▼▼▼
PR #2523, opened 2025-08-31
refactor(typing): revert ellipsizing of defaults in `App.__init__` overloads

vytas7:
It seems that Sphinx chooses to only show overloads instead of the main definition, leading to all defaults becoming ellipses: https://falcon.readthedocs.io/en/latest/api/app.html#falcon.App.

Alternatively, we can close this PR if we find a Sphinx option not to show overloads at all.


vytas7:
Superseded by #2524.

PR #2528, opened 2025-09-06
chore(platform): drop Python 3.8 support

### LINKED ISSUE #2527: Drop Python 3.8 support
It seems we now may be forced to drop 3.8 support since `setuptools` does their best to make our life miserable otherwise (see #2451 & #2452).

On that note, we should explore alternatives to `setuptools`, however, it seems that Cython is best suited to work with it, so not sure if there are any elegant choices...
▲▲▲
- Exercise instructions
What is wanted is one number: how many lines in the listing hold the string "setuptools".

- Expected answer
2